On Opposite Day, we do our best* to argue in service of a position that, under normal circumstances, we argue against. Coke people might sing the praises of Pepsi, Cat people might talk about why Dogs make for superior pets, Political Types might put forward the position that is usually held by their opponents. After all, *ANYONE* can beat up a strawman. Here is the kickoff post for the symposium. Here is a list of all the posts so far.
Okay, haters. It’s time to step back. It’s time to wipe those smug grins off your face and to ditch your unflattering comparisons to Billy Crystal. (Because he was so dynamic this year, amirite?) It’s time to let go of your mean girl “Worst Host Ever” snipes.
It’s time to invite James Franco back to host the Oscars.
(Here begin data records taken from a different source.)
PR #3837, opened 2025-03-06
Rename wgpu child window example for discoverability

carlosdp:
This might seem trivial, but it's referred to in blog posts and everywhere as "child window", and like 5 times now I've forgotten where this example was stored ("was it in the dixous repo, or the blitz repo?") and Googling for "dixous child window" doesn't help.

I think this simple name change might help discoverability, until this stuff is stable enough to add to the official docs!


carlosdp:
Ah yep, also grepped to make sure I didn't miss anything else like that. Should work this time!

jkelleyrtp (approved):

PR #3840, opened 2025-03-07
adds feature `axum_core` that compiles for wasm target exposing server functions and ssr

conectado:
The current `axum` feature is incompatible with wasm32-unknown-unknown target due to depending on `tower-http` for serving static files.

With this patch I add the `axum_core` feature which disables `tower-http` functions and enables targeting wasm32-unknown-unknown with server functions enabled and ssr.

Note that for this to work, `server_fn` depends on `inventory` and as stated in this docs depending on the context you might need to expose and call [`__wasm_call_ctors`](https://docs.rs/inventory/latest/inventory/#webassembly-and-constructors) (I specifically needed that for Cloudflare workers)

Right now the feature isn't exposed by the main crate, I'm using it including the fullstack crate explicitly, I could add it to the main crate too!


packages/fullstack/Cargo.toml
```diff
@@ -87,7 +87,34 @@ desktop = ["dep:dioxus-desktop", "server_fn/reqwest", "dioxus_server_macro/reqwe
...
+]
+axum = [
+    "dep:axum",
+    "dep:tower-http",
+    "server",
+    "server_fn/axum",
+    "axum_server_fn",
+    "dioxus_server_macro/axum",
+    "default-tls",
+    "axum/ws",
```
ealmloff, line 115: I don't think we use the ws or macros features any more. We could remove them entirely instead of moving them to the full axum feature

packages/fullstack/Cargo.toml
```diff
@@ -87,7 +87,34 @@ desktop = ["dep:dioxus-desktop", "server_fn/reqwest", "dioxus_server_macro/reqwe
...
+    "dep:async-trait",
+    "server_fn/axum-no-default",
+    "dioxus_server_macro/axum",
+    "default-tls",
+    "dep:parking_lot",
+    "dioxus-interpreter-js",
+]
+axum = [
+    "dep:axum",
+    "dep:tower-http",
```
ealmloff, line 109: Messing with dependencies, it looks like `tower-http` and `server_fn/axum` are the only dependencies that are causing compilation errors on wasm with the axum feature enabled. We only use `tower-http` in `serve_static_assets`. Instead of two duplicate traits that contain mostly duplicate methods, could we pull out that and `serve_dioxus_application` into a separate super trait behind an axum feature flag?

```rust
// WASM compatible integration
pub trait DioxusRouterServerFnExt<S> {
    fn register_server_functions(self) -> Self
    where
        Self: Sized,
    {
        self.register_server_functions_with_context(Default::default())
    }

    fn register_server_functions_with_context(self, context_providers: ContextProviders) -> Self;
}

// WASM incompatible integration
#[cfg(feature = "axum")]
pub trait DioxusRouterExt<S>: DioxusRouterServerFnExt<S> {
    fn serve_static_assets(self) -> Self
    where
        Self: Sized;

    fn serve_dioxus_application<Cfg, Error>(self, cfg: Cfg, app: fn() -> Element) -> Self
    where
        Cfg: TryInto<ServeConfig, Error = Error>,
        Error: std::error::Error,
        Self: Sized;
}
```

Yeah, I know your gripes. That he seemed listless and uninterested when he hosted the last time. That poor Anne Hathaway (of whom my opinion has improved substantially since then) was forced to drown in a pool of her own flop sweat. That the edgiest thing they could up with for him to do was put on a dress, which was done and done better in 1959. That his performance could have been charitably described as “embalmed.”
To which I say, “get over it.” You morons wouldn’t know “cool” if it came up and gave you the wedgie you desperately deserve. James Franco is a serious talent, and if you think he has to bow and scrape and tell lame jokes to earn Hollywood’s approval, you’re sadly mistaken. Why, he was nominated for an Academy Award the same night he hosted, and he didn’t even seem nervous! (True, Colin Firth was such a lock for “The King’s Speech” he could have spent every interview on its publicity tour loudly passing gas and still taken home the statuette, but that’s not the point!) What other marquee name conveys both a willingness to do daytime television (which, OK, maybe didn’t go that well) and serious scholarship? Nobody, that’s who.
It’s time to ask him back. It’s time to recognize that Seth MacFarlane is a middling hack who’ll probably spend the whole night doing lame jokes in his Stewie voice. That what Tinseltown needs is an Oscar host not afraid to broadcast indifference and barely-concealed disdain. That Tina Fey and Neil Patrick Harris apparently don’t want the job and decent alternatives are thin on the ground.
It’s time for James Franco… again.
*[Editor’s note: I may not have taken this aspect of things entirely seriously.]